D’abord la stabilité dans la défaite ne peut être l’objectif. Ensuite qui croit encore en la stabilité américaine aujourd’hui.
Dans les faits, le Président américain crée de l’instabilité en permanence, remettre en cause les règles du commerce international et de droit international, tout en multipliant les intimidations et les menaces contre les Européens.
« Jamais depuis son arrivée au pouvoir, Donald Trump n’a respecté un accord… et dépendre totalement de la Commission européenne pour ce qui est de l’activation de la clause de sauvegarde, c’est beaucoup demander… trop même… »
Un accord déséquilibré signé avec un déséquilibréÂ
Les clauses de sauvegarde ne peuvent être activées que par la Commission européenne et madame von der Leyen. Aux vues de ses prises de position politiques et commerciales depuis le début du mandat, on a connu plus sécurisant…
En outre, avec Donald Trump, un accord n’est jamais un partenariat, c’est un rapport de domination. Aussi longtemps qu’on refusera de lui résister, il (s’) imposera.
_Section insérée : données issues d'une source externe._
PR #4500, opened 2021-06-10
Improve safety of `GameThread.Running` (and make `GameThread.Start` blocking)

peppy:
Noticed in passing that there's a potential for failure with the way this flag is handled: the thread could be `!IsAlive` for a brief moment before it is nulled. Calls to `Start` are checking for null, which may result in an invalid operation if the previous thread had not been nulled out yet.

https://github.com/ppy/osu-framework/blob/7d10a151ae4230e595fa912f64bb16761e9b48f1/osu.Framework/Threading/GameThread.cs#L250-L254

I have not reproduced this one, nor was it reproduced anywhere. Just seemed a bit dodgy..

This also makes `GameThread.Start` blocking, to give it symmetry with `GameThread.Pause` (which blocks in a similar fashion).

### DIFF
--- a/osu.Framework/Threading/GameThread.cs
+++ b/osu.Framework/Threading/GameThread.cs
@@ -111,8 +111,6 @@ namespace osu.Framework.Threading
             Debug.Assert(Thread == null);
             Debug.Assert(!Running);
 
-            Running = true;
-
             Thread = new Thread(runWork)
             {
                 Name = PrefixedThreadNameFor(Name),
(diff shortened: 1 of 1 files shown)


smoogipoo (approved):

peppy:
I've also fixed the issue seen in https://github.com/ppy/osu-framework/pull/4489/checks?check_run_id=2790895851 via https://github.com/ppy/osu-framework/pull/4500/commits/817d7f5493a86eb1a3f79b59b112b614de234afa. Was going to make it a separate pull request but it turns out that it ties in nicely with the `Running` property change.

smoogipoo (approved):

PR #4505, opened 2021-06-10
Add extra safety over thread start/pause logic

peppy:
Hopefully covers remaining test failure issues. The main resolution here is ensuring that `Thread` is `null` before `Running` is updated, but the lock has been added for extra safety, as we should never be starting/pausing a `GameThread` from different threads concurrently.

### DIFF
--- a/osu.Framework/Threading/GameThread.cs
+++ b/osu.Framework/Threading/GameThread.cs
@@ -74,6 +74,11 @@ namespace osu.Framework.Threading
 
         private readonly object startStopLock = new object();
 
+        /// <summary>
+        /// Whether a pause has been requested.
+        /// </summary>
+        private bool pauseRequested;
+
         internal void Initialize(bool withThrottling)
         {
             MakeCurrent();
@@ -137,7 +142,7 @@ namespace osu.Framework.Threading
             {
                 Initialize(true);
 
-                while (!exitCompleted && !paused)
+                while (!exitCompleted && !pauseRequested)
                 {
                     ProcessFrame();
                 }
@@ -221,14 +226,16 @@ namespace osu.Framework.Threading
             Thread.CurrentUICulture = culture;
         }
 
-        private bool paused;
-
         public void Pause()
         {
-            if (Thread == null)
-                return;
+            lock (startStopLock)
+            {
+                if (Thread == null)
+                    return;
 
-            paused = true;
+                pauseRequested = true;
+            }
+
             while (Running)
                 Thread.Sleep(1);
         }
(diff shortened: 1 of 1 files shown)


osu.Framework/Threading/GameThread.cs
```diff
@@ -223,40 +225,47 @@ private void updateCulture()
...
+                    Cleanup();
+                }
             }
         }
 
         protected virtual void Cleanup()
         {
-            Running = false;
             Thread = null;
+            Running = false;
```
bdach, line 246: I think this should also take the lock? `runWork()` calls this, which I think is off-thread when compared to `Start()`/`Stop()` which are called by the main thread?

peppy: Yep, sounds correct.

osu.Framework/Threading/GameThread.cs
```diff
@@ -223,40 +225,50 @@ private void updateCulture()
 
         public void Pause()
         {
-            if (Thread != null)
+            lock (startStopLock)
```
bdach, line 228: As can be seen on CI (I killed the github actions runs manually, appveyor timed out on its own) this deadlocks now because `Pause()` is blocking...

In order to achieve full correctness, a reader-writer lock is needed I think? At the least the monitor should be exited in the blocking case.

peppy: I'd sooner just remove the lock than use a read write mess.

peppy: I've gone with removing the lock on the `Pause` portion, which seems the safest of the options to me.

bdach: I think the worst scenario that can plausibly happen is

```
Thread A							Thread B

Pause()
	if (Thread != null) // fails
									Start()
										paused = false;
										createThread();
										Thread.Start();
	Cleanup();
```

which would leave an orphaned thread running. May be safest to unconditionally set `paused = true` regardless of whether the thread exists to make sure it cleans itself up via the check in `runWork()`, but I have done 0 testing of this.

peppy: Nice catch. I've also implemented the result of yesterday's conversation, which is that we shouldn't need to be calling `Cleanup` from the `Pause` method.

bdach (approved):
I *think* this is ok now. But it's early in the day and threading is hard, so going to see if I can get a double-check on that.

smoogipoo (approved):
This looks fine to me

Issue #3134, opened 2019-12-22
Implement color picker


andy840119:
Is there any design for color picker?

smoogipoo:
There isn't a framework design for this. For now you could implement it in a similar way to https://user-images.githubusercontent.com/1329837/42362645-3ba29dda-812f-11e8-9cd3-77c8b3bae66b.png

The implementation should be split into two parts: the abstract implementation that has no design, and the basic implementation that looks similar to the above but uses the osu!framework design language (no rounded corners, `FrameworkColour`, `FrameworkFont`).

andy840119:
![image](https://user-images.githubusercontent.com/9100368/71334003-49571080-2577-11ea-90e8-95d1592e42c6.png)

Should this be label or textbox?

smoogipoo:
probably a textbox

andy840119:
![image](https://user-images.githubusercontent.com/9100368/71346189-3c9be200-25a2-11ea-9600-0d26ab5a3aea.png)
Working progress.
It might take a while because too many bindables.

Flutterish:
I also made a color picker (https://github.com/Flutterish/Hitokori/releases/tag/0.18.4-2021.03.15). If you want to use something similar feel free to copy my code but I do not have the time necessary to make it framework-ready.

PR #4506, opened 2021-06-11
Add hex colour picker

bdach:
Another part of #3134. The last part will be combining the two, which is basically a glorified way of saying "two `.BindTo()` calls with extra steps".

https://user-images.githubusercontent.com/20418176/121752419-60454600-cb10-11eb-9b87-dfba104a5b07.mp4

A note on the UX of this: Signaling input errors better than just discarding the value input by the user - by flashing the text box or otherwise - would definitely make this feel better, but the issue is that the structure of `TextBox` does not support that very well. What I mean by that is that both the things that control the appearance of it, and the things that control its behaviour wrt input validity (`NotifyInputError()`, `CanAddCharacter(char)`) are driven by virtual members.

So I cannot really define just the latter without the former, because that would require either multiple inheritance (impossible in this language, at least right now), or reimplementation of either the appearance or the validation logic by consumers.

If it is deemed necessary, I'll take the detour and try to fix the state of `TextBox` to decouple inherited validation logic from inherited appearance, but it'll end up being a fair few breaking changes I imagine.

However, if it's some consolation, from my experience image editing software (photoshop, GIMP) hex colour entry controls seem to work in an extremely similar manner to this.

### DIFF
--- a/osu.Framework/Graphics/UserInterface/BasicHexColourPicker.cs
+++ b/osu.Framework/Graphics/UserInterface/BasicHexColourPicker.cs
@@ -1,0 +1,50 @@
+// Copyright (c) ppy Pty Ltd <contact@ppy.sh>. Licensed under the MIT Licence.
+// See the LICENCE file in the repository root for full licence text.
+
+using osu.Framework.Graphics.Shapes;
+
+namespace osu.Framework.Graphics.UserInterface
+{
+    public class BasicHexColourPicker : HexColourPicker
+    {
+        public BasicHexColourPicker()
+        {
+            Background.Colour = FrameworkColour.GreenDarker;
+
+            Padding = new MarginPadding(20);
+            Spacing = 10;
+        }
+
+        protected override TextBox CreateHexCodeTextBox() => new BasicTextBox
+        {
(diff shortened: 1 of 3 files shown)


frenzibyte:
Yeah I think the current UX of the textbox is fair enough.

osu.Framework/Graphics/UserInterface/BasicHexColourPicker.cs
```diff
@@ -0,0 +1,50 @@
...
+                {
+                    RelativeSizeAxes = Axes.Both
+                };
+            }
+
+            protected override void LoadComplete()
+            {
+                base.LoadComplete();
+
+                Current.BindValueChanged(_ => updatePreview());
```
peppy, line 41: I think this needs a `true` argument here? Looks like there a potential the initial colour display could be forgotten based on operation order. I think with the way you have the decoupled bindable setup right now it's likely fine, but also no harm in making sure.

peppy (changes requested):
Looks good otherwise.

peppy (approved):

Issue #4502, opened 2021-06-10
GitHub actions CI doesn't output inspectcode errors


smoogipoo:
See for example https://github.com/ppy/osu-framework/runs/2790302770

The ReSharper job outputs an error to the console but the workflow did not fail.

bdach:
The [current action](https://github.com/glassechidna/resharper-action) used for reporting inspectcode results does not seem to exit with a non-zero exit code or in any way try to set the status of the check to indicate failure, it just parses the xml report and prints it in a particular format that is picked up by github to show the inline annotations.

There is [another action](https://github.com/muno92/resharper_inspectcode), recently created, that may be closer to what is required, but I have... limited trust towards it. It may just be better to roll our own, if we do decide to continue with actions, which I'm less and less convinced about as time goes because there are important features missing.

bdach:
Another thing that occurred to me is extending/forking nvika to provide this functionality. The project [already seems to be structured in a way amenable to it](https://github.com/laedit/vika/blob/master/src/NVika/BuildServers/AppVeyor.cs). May even be able to upstream such a solution if we're lucky.

PR #4514, opened 2021-06-15
Make Resharper inspections fail the CI job

smoogipoo:
Fixes https://github.com/ppy/osu-framework/issues/4502

For the time being, I've published my own nuget package (smoogipoo.nvika) which has a GitHub build server built in. I've PR'd the change (https://github.com/laedit/vika/pull/290) and intend to use the official package once that's merged in. And if it isn't merged, I'll adopt it into the ppy org.

It can be seen working here: https://github.com/smoogipoo/osu-framework/pull/28/checks
- CI job fails
- Annotations in the `Files changed` view.

### DIFF
--- a/.config/dotnet-tools.json
+++ b/.config/dotnet-tools.json
@@ -20,8 +20,8 @@
         "jb"
       ]
     },
-    "nvika": {
-      "version": "2.0.0",
+    "smoogipoo.nvika": {
+      "version": "1.0.0",
       "commands": [
         "nvika"
       ]
--- a/.config/dotnet-tools.json
+++ b/.config/dotnet-tools.json
@@ -21,7 +21,7 @@
       ]
     },
     "smoogipoo.nvika": {
-      "version": "1.0.0",
+      "version": "1.0.1",
       "commands": [
         "nvika"
       ]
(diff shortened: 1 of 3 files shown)


smoogipoo:
I'm going to be force-pushing this one twice just for display purposes (draft PR). Ignore.

bdach:
So I was doing some recon on doing the same thing as this PR does, and I found [this community answer](https://github.community/t/maximum-number-of-annotations-that-can-be-created-using-github-actions-logging-commands/16991/2) that outlines yet another baffling actions limitation, which is why I haven't PR'd something this yet:

> Currently, GitHub Actions does not support so much annotations in a workflow run, the below is a summary of the limitation:
>
> * 10 warning annotations and 10 error annotations per step
> * 50 annotations per job (sum of annotations from all the steps)
> * 50 annotations per run (separate from the job annotations, these annotations aren’t created by users

We may get 50 instead of 10 if the nvika fork is adjusted to use API instead of those workflow commands (and it'll probably need to be in the other workflow to get tokens, same as the test report thing). But the best interim solution may be to upload the inspectcode XML report as a build artifact...

smoogipoo:
Oh god why...

bdach:
I guess if we go down the API/separate workflow run route then we can do the same thing that the test plugin does and have a full summary in the check description even if we run out of the annotation limit (see [here](https://github.com/ppy/osu-framework/runs/2829477019) for example)...

bdach:
Also going to note that github have their own strongly-typed http client for their API at https://github.com/octokit/octokit.net. May be easier to use than raw requests if you decide on revisiting that path.

smoogipoo:
I think this can be merged as is in any case - at least it will fail CI even if it doesn't give the full scope of issues. Code inspection can always be run locally via `build.sh` or `InspectCode.sh` (after https://github.com/ppy/osu-framework/pull/4517).

peppy (approved):

Issue #4511, opened 2021-06-14
Dyanmic compilation will hang forever when no `.sln` file is present


jai-x:
From this line in the `DyanmicClassCompiler`:

https://github.com/ppy/osu-framework/blob/3d076ff54df4fb4a40c87e559e319350cc1caa56/osu.Framework/Testing/DynamicClassCompiler.cs#L73

It may be desirable behaviour to log if this file is not present and indicate dynamic compilation is not available without it.

PR #4515, opened 2021-06-15
Add logging if dynamic compilation is disabled due to no solution file

jai-x:
Closes https://github.com/ppy/osu-framework/issues/4511


bdach (approved):
seems reasonable :+1:

peppy (approved):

Soyons clairs : derrière cet accord, il y a une logique assumée, faire s’agenouiller l’Europe.
Conclusion : ce sera NON
On ne construit pas une politique commerciale solide sur des promesses fragiles ou sur des menaces, a fortiori avec un partenaire totalement imprévisible.
Il est impensable que je soutienne un accord bricolé, déséquilibré, et soumis sous la menace. Pour moi, ce sera NON.
 » L’Europe doit redevenir une puissance commerciale qui fixe ses conditions, qui protège ses intérêts, ses normes et qui ne cède pas à l’instabilité venue d’ailleurs. Elle le doit à ses citoyens » conclut l’Eurodéputé et Président des Engagés Yvan Verougstraete.